Student's AI Project Aims to Preserve Tulu Language in Digital Era
AI Project Helps Preserve Tulu Language Digitally

Student Pioneers AI Solution to Boost Tulu Language in Digital Space

In a significant move to preserve linguistic heritage, Prathamesh Devadiga, an eighth-semester BTech (Computer Science and Engineering) student at PES University in Bengaluru, is spearheading a project that enables large language models (LLMs) to generate Tulu. This initiative comes at a crucial time when efforts are intensifying to secure recognition for Tulu as the second official language of Karnataka.

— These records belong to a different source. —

PR #574, opened 2025-04-30
Initializing custom code backend

### LINKED ISSUE #505: Add backend logic for adding valuesets
## Description:

Add a database function for adding valuesets

## Acceptance Criteria:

Addressing Digital Marginalization of Low-Resource Languages

Prathamesh explained to TOI that his research, detailed in the paper 'Making Large Language Models Speak Tulu: Structured Prompting for an Extremely Low-Resource Language' published in Lossfunk Letters, tackles the uneven distribution of AI benefits. "While LLMs are transforming global communication, digitally rich languages dominate, leaving low-resource languages like Tulu on the margins," he stated. Tulu, a Dravidian language spoken by nearly 2 million people, suffers from a very limited digital presence, often causing mainstream models to default to Kannada instead of generating authentic Tulu.

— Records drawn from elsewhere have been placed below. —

PR #577, opened 2025-05-05
mark user management functions as auditable

fzhao99:
# PULL REQUEST

## Summary
Marks user management / session management functions as auditable, as well as some other improvements (see additional info)

https://github.com/user-attachments/assets/b38ae2d0-b67a-4b94-9def-f623c3631bc3

## Related Issue
Fixes [QUE-194](https://linear.app/skylight-cdc/issue/QUE-194/methods-handing-user-session-management-are-marked-as-auditable)

## Additional info
- Extends the camel case decorator to handle nested objects and stringified DB stores, as well as arrays and circular references
- Adds maps for the session management functions. Will add some tests for these in an upcoming PR. Reorganize the typing a little bit to be more generic
- Refactors the header to take session information as a prop to hide / render buttons correctly when the user logs in or out
- Puts a wrapper around the session management (sign in / out) functions that allow things to be auditable
- Refactors the audit logic to expose a success callback method that the tests await on to make them less prone to race conditions

## Checklist

- [x] Link to relevant issues
- [ ] Update documentation


src/app/backend/usergroup-management.ts
```diff
@@ -241,59 +241,6 @@ class UserGroupManagementService {
...
 
-  /**
-   * Saves the user group membership for a specific user group.
-   * @param groupId - The unique identifier of the user group.
-   * @param selectedUsers - The unique identifiers of the users to add to the group.
-   * @returns A list of user group memberships for the specified group.
-   */
-  @transaction
-  @adminRequired
-  static async saveUserGroupMembership(
```
fzhao99, line 252: this function wasn't getting used anywhere (since I think we're just using the add / remove functions directly) so I went ahead and deleted it

robertandremitchell (commented):
looks good to me! structure overall makes sense, though I do wonder if we would want to capture the actual user's names and group names in the topline level of the audit log? Especially in the event of a user group deletion, it might be harder to trace back which group was deleted with just the ID.

fzhao99:
> I do wonder if we would want to capture the actual user's names and group names

this is a little more complicated to do since that info isn't captured in the function inputs. think you'd be able to recover that information by searching for the ID of the newly deleted group and then determine the chain of additions / updates that maps to the group information at the time of deletion. From what I understand this is what we'd need for compliance, but lmk if you think we should look into developing this out further to include that info

src/app/backend/dbServices/decorators.ts
```diff
@@ -142,11 +142,7 @@ export function camelCaseDbColumnNames<T extends Record<string, unknown>>(
       }
 
       result.rows = result.rows.map((v) => {
-        const val: Record<string, unknown> = {};
-        Object.entries(v).forEach(([k, v]) => {
-          val[translateSnakeStringToCamelCase(k)] = v;
-        });
-
+        const val = translateNestedObjectKeysIntoCamelCase(v as object);
```
nickclyde, line 145: Nice, much cleaner

src/app/tests/integration/audit-logging.test.ts
```diff
@@ -165,26 +154,91 @@ describe("audit log", () => {
...
     ).rejects.toThrow(/UPDATEs to audit_logs are not permitted/i);
-
     await expect(
       dbClient.query(`DELETE FROM audit_logs WHERE id = $1`, [insertedId]),
     ).rejects.toThrow(/DELETEs from audit_logs are not permitted/i);
   });
 });
 
+describe("sign in and out", () => {
+  it("sign out should generate an audit entry", async () => {
```
nickclyde, line 174: 👍🏻

nickclyde (approved):
Looks good, thanks Bob!!

PR #588, opened 2025-05-06
Add Value Set page

katyasoup:
# PULL REQUEST

## Summary
- Adds a new page view to Add or Edit a custom value set and codes.
- Connects to the backend to save and update value sets, concepts, and all associated joins
- Implements "Created by me" and "Created by my team" filters

**Not included/future work:**
- Delete functionality (#587)
- Form validation (#504)
- Adding custom value sets/codes to a query (#546)
- Additional details/cleanup to be handled in #503 

## Related Issue

Fixes #502 

## Additional Information
- Would love extra eyes on how we're loading/refreshing the entire list of value sets when toggling between views - it feels slow and redundant to re-fetch everything, but we also should be able to see our new/updated data when we switch back to the table view from the form.

## Checklist

- [x] Descriptive Pull Request title
- [x] Link to relevant issues
- [x] Provide necessary context for design reviewers
- [ ] Ensure test coverage is above agreed upon threshold
- [ ] Update documentation

PR #589, opened 2025-05-07
reorganize backend db services files

fzhao99:
# PULL REQUEST

## Summary
Some cleanup to make the file naming conventions consistent / to collapse some duplicate files into one. Part of the work for audit logs now that there's enough functionality to warrant a standard.

## Additional Information
- Files in `backend` are now kebab-cased to indicate they're server-side functionality. 
- For any files that need to be split into separate files (mainly for import fiddliness in testing files), folders are also kebab cased and sub files are named like `lib.ts`, `service.ts` or `decorator.ts` so that the imports are relatively similar to the ones that don't need folders
- Put all the database client / config code into one folder and added a note / indication via an `internal_` prefix to hopefully point future devs to the right database client to import
- Updated imports / references accordingly

## Checklist


robertandremitchell (approved):
makes sense to me. i don't have any big PRs I'm trying to land today but may be worth waiting to hear from @nickclyde and @katyasoup before a merge.

katyasoup (approved):
lgtm! if we can wait until #588 merges that would be ideal - hoping to get that ready for :eyes today

PR #590, opened 2025-05-07
mark query building actions as auditable

fzhao99:
# PULL REQUEST

## Summary
Adds auditability decorator and tests to the relevant query building methods

## Related Issue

Innovative Structured Prompting Technique

The project employs a structured five-layer prompt built around 2,800 tokens, designed to guide models such as GPT, Gemini, and Llama to produce grammatically correct Tulu without any fine-tuning. Prathamesh highlighted that vocabulary contamination was dramatically reduced from 80% to just 5%, while grammatical accuracy soared to 85%. Cross-model analysis revealed that negative constraints improved performance by 12 to 18 percentage points, and grammar documentation contributed gains of 8 to 22 percentage points, depending on the model architecture.

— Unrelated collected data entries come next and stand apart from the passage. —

PR #601, opened 2025-05-12
Adding save query to condition selection step of Query Building and assign authorship

### LINKED ISSUE #555: Auto-save the query when it is created
## Description:

After adding a query name and selecting template checkboxes (or adding custom codes), automatically save the query when they get to the next page.

## Acceptance Criteria:

robertandremitchell:
# PULL REQUEST

## Summary

This does two things:

* Adds the saved query once condition(s) have been selected and a name has been selected
* Adds the user.id as the `author` instead of hardcoded DIBBs.

Open questions:
* Do we envision a scenario where we ever update author? Or is it hard-set from the initial creator even if someone else goes in and does a bunch of edits?
* Do we want to save user.id as author? I don't think we ever present this info anywhere, and we can obv connect to users if we need to get first/last name.
* There's a somewhat larger convo about what should happen when we hit `start from scratch` on this page. One idea I had was that we should still create a query.id at this step and save it at this step. We should be able to save this onto the codeLibrary page, but I'm wondering if we want to break convention / provide greater protections for ourselves by having `codeLibrary/queryId={}` as the standard. In the reading I've done, we shouldn't technically need this, but saving the ID with just session info does potentially leave us vulnerable to users bouncing between `queryBuilding` and `codeLibrary` by giving us the ID in the URL as a fallback param. Curious if that is something we would want to start adding here for the queryBuilding and codeLibrary workflow. Also happy to keep noodling on this, I totally didn't pick up this ticket as a backdoor way to start this conversation 😅 

## Related Issue

Fixes #555 

## Additional Information

## Checklist

- [ ] Link to relevant issues
- [ ] Update documentation


nickclyde (approved):
Looks great!

> Do we envision a scenario where we ever update author? Or is it hard-set from the initial creator even if someone else goes in and does a bunch of edits?

I think it's fine to keep the author as the OG for now until somebody asks for different behavior

> Do we want to save user.id as author? I don't think we ever present this info anywhere, and we can obv connect to users if we need to get first/last name.
Yeah, I think user.id makes the most sense.
> There's a somewhat larger convo about what should happen when we hit start from scratch on this page. One idea I had was that we should still create a query.id at this step and save it at this step. We should be able to save this onto the codeLibrary page, but I'm wondering if we want to break convention / provide greater protections for ourselves by having codeLibrary/queryId={} as the standard. In the reading I've done, we shouldn't technically need this, but saving the ID with just session info does potentially leave us vulnerable to users bouncing between queryBuilding and codeLibrary by giving us the ID in the URL as a fallback param. Curious if that is something we would want to start adding here for the queryBuilding and codeLibrary workflow. Also happy to keep noodling on this, I totally didn't pick up this ticket as a backdoor way to start this conversation 😅
Yeah, I think we should save as soon as we go to the value set selection screen, whether it uses conditions or starts from scratch. You're right that it will make navigating back to queryBuilding from the codeLibrary easier!

PR #604, opened 2025-05-13
Add ability to delete custom codes and value sets

### LINKED ISSUE #587: Delete custom codes and value sets
## Description:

Overcoming Linguistic Challenges

He noted that the overlap in script and vocabulary between Tulu and Kannada, combined with Kannada's stronger online presence, often leads models to respond in Kannada even when instructed to use Tulu. "This structured approach is a practical step toward language preservation in the AI era," Prathamesh emphasized, adding that he is now collaborating with developers to advance the project further.

This work not only enhances Tulu's digital footprint but also sets a precedent for preserving other low-resource languages globally, showcasing how AI can bridge linguistic gaps and foster cultural sustainability.